## WHAT NEEDS TO BE DONE
Check every line of the material for the word "against". Copy those that have it.
..............................
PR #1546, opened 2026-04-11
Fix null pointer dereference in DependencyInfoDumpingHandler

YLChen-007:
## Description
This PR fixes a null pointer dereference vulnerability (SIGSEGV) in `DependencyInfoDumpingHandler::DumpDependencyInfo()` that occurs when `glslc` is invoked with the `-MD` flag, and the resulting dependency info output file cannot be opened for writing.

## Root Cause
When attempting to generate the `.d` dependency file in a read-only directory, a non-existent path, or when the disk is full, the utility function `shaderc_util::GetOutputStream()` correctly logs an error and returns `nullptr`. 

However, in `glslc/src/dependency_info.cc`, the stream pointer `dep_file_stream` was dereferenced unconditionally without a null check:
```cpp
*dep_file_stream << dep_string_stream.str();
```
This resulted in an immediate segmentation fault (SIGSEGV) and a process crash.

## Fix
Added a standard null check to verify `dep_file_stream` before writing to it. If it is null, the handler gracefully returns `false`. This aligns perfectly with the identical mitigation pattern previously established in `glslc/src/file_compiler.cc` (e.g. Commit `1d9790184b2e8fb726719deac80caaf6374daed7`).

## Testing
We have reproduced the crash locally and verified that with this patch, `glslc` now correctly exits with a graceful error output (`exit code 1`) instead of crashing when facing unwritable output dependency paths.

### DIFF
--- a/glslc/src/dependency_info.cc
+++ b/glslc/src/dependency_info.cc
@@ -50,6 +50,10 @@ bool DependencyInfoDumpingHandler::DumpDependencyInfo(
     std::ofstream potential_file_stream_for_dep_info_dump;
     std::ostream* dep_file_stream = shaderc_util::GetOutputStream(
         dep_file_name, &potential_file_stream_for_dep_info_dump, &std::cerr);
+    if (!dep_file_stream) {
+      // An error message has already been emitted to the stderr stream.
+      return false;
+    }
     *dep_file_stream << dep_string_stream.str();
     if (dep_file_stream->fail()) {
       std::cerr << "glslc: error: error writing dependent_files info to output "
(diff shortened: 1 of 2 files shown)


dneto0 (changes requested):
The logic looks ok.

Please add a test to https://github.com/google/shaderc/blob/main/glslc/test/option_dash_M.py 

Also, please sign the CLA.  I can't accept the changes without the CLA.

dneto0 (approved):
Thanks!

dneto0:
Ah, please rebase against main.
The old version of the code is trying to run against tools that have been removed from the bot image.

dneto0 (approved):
..............................
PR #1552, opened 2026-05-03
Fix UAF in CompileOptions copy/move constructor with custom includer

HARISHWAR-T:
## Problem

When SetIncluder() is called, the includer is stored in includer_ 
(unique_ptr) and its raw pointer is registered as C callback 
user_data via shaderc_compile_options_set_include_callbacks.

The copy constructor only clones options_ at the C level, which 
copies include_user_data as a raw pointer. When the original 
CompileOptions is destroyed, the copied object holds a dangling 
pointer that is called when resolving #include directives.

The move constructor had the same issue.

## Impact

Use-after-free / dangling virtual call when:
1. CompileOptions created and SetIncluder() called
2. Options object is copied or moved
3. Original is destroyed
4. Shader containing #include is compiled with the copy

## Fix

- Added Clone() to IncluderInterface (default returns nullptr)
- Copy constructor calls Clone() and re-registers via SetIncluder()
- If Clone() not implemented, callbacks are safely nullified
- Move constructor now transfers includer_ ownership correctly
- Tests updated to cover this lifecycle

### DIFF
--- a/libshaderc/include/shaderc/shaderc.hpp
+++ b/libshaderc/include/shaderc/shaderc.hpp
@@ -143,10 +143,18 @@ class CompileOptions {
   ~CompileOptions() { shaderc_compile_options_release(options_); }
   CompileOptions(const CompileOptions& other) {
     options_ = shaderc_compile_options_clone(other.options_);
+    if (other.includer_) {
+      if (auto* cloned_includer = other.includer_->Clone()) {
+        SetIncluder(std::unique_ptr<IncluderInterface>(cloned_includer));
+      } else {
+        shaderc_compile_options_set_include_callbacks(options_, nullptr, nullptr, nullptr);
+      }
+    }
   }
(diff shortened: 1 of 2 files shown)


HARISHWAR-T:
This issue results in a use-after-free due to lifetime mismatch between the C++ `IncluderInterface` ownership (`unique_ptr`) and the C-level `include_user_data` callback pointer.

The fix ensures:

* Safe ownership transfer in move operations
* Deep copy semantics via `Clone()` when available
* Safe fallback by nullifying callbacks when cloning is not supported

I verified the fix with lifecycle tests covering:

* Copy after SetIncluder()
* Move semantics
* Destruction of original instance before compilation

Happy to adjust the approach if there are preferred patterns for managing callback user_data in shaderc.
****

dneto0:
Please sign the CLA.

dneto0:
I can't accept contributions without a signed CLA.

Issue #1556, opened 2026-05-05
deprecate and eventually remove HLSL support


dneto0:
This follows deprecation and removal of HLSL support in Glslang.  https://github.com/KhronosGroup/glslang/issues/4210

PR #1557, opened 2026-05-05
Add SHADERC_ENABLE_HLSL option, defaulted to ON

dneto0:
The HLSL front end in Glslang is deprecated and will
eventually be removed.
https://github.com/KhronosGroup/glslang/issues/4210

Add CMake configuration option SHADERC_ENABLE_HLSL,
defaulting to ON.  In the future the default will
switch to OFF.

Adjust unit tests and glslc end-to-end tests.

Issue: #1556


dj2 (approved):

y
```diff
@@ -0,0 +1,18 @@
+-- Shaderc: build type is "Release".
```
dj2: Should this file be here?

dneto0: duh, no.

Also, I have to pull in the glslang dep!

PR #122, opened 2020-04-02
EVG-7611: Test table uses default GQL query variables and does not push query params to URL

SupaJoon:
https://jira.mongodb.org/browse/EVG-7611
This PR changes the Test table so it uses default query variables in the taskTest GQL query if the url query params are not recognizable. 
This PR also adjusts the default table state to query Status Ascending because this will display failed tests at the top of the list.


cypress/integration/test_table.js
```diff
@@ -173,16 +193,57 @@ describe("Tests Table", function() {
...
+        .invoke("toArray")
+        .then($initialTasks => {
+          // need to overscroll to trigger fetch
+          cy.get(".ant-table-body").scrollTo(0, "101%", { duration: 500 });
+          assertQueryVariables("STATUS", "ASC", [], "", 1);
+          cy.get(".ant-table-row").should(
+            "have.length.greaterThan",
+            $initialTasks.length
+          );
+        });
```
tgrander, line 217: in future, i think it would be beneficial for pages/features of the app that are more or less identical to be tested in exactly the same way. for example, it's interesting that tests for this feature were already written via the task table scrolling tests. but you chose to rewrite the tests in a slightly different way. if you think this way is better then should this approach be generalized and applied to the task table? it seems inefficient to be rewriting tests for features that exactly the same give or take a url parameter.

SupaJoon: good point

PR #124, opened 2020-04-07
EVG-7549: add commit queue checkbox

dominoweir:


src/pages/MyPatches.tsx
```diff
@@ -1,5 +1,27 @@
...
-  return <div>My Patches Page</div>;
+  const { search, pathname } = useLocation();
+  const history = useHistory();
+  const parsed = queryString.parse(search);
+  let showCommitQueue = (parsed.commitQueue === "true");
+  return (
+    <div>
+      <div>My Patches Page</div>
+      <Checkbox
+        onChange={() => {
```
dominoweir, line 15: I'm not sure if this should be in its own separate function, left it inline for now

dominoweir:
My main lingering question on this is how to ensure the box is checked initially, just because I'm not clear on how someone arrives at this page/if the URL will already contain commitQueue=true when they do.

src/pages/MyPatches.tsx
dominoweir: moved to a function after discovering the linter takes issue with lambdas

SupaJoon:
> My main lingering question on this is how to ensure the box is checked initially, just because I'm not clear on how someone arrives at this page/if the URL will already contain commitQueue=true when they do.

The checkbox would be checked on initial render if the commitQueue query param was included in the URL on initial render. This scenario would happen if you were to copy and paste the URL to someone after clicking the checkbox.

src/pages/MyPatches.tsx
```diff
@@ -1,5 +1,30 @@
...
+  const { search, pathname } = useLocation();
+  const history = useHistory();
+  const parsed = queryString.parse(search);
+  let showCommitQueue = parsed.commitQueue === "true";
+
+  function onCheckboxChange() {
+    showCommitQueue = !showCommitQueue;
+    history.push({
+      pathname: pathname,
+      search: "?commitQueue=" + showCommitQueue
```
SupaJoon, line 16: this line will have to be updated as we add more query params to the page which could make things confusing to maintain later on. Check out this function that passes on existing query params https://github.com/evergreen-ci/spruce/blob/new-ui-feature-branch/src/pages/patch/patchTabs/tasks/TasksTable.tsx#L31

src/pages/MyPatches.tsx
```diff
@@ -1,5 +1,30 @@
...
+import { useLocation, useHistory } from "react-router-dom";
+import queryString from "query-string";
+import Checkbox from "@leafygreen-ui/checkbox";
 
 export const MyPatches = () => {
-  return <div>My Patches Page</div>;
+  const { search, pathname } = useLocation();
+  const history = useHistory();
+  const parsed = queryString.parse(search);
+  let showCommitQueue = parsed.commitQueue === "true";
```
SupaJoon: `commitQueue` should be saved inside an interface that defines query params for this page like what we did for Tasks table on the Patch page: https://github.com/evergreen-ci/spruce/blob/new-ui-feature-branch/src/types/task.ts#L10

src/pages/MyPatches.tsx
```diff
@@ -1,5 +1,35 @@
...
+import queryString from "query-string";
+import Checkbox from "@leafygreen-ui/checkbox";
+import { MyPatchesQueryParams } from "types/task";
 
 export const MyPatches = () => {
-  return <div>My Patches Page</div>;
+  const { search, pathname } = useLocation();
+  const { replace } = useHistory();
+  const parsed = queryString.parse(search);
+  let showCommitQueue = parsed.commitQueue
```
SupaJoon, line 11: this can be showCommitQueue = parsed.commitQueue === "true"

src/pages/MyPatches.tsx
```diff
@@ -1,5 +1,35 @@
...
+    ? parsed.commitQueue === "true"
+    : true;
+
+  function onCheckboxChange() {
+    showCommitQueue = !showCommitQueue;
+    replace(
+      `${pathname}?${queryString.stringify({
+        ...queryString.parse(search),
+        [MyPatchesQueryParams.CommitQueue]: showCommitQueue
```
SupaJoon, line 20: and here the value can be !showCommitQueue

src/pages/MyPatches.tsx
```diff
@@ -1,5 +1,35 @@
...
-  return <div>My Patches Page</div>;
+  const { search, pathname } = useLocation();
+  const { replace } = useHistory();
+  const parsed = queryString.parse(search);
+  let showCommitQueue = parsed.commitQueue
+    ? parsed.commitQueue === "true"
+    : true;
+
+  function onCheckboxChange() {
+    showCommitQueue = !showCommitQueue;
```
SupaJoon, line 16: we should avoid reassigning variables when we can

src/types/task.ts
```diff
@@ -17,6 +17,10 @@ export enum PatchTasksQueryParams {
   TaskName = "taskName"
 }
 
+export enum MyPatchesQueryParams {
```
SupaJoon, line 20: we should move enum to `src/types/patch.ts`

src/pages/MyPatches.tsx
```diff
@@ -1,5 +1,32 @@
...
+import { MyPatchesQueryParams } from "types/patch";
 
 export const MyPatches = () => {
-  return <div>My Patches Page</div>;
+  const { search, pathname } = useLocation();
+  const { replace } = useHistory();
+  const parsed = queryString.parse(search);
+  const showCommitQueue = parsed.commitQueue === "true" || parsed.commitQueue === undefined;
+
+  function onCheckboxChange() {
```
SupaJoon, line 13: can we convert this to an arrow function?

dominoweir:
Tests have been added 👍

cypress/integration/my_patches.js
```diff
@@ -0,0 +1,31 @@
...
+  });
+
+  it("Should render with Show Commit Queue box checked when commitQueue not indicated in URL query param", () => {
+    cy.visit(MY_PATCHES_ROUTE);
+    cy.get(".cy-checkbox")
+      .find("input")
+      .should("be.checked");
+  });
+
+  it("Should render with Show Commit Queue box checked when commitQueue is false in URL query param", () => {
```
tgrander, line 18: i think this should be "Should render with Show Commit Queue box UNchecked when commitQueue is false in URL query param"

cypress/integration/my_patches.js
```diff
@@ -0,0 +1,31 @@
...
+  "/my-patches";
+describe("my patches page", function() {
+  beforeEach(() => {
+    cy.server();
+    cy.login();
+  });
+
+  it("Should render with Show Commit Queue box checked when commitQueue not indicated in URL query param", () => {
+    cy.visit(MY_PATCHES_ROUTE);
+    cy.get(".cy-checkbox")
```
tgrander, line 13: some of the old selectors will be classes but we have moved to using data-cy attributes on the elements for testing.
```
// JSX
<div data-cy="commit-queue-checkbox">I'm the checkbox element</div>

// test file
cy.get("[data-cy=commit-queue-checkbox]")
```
..............................
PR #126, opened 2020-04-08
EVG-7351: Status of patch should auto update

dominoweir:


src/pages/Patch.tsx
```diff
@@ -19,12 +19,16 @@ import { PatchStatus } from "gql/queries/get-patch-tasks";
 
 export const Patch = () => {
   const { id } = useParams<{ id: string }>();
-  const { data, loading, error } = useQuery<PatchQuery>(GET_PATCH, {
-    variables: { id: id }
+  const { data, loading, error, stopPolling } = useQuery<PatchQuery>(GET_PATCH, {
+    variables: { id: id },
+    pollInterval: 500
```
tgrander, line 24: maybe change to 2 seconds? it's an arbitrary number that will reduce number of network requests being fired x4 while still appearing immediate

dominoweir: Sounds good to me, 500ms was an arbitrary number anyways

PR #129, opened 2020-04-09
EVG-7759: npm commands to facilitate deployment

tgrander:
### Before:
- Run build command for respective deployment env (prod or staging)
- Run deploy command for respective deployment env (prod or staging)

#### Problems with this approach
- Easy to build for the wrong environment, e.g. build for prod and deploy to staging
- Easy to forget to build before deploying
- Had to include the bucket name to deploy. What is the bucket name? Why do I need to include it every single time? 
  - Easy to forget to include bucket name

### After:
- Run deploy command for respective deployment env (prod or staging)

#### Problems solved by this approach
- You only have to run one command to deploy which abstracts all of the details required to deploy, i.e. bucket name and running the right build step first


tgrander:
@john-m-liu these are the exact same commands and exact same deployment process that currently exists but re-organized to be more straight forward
..............................
## YOUR SOLUTION
Ah, please rebase against main.
The old version of the code is trying to run against tools that have been removed from the bot image.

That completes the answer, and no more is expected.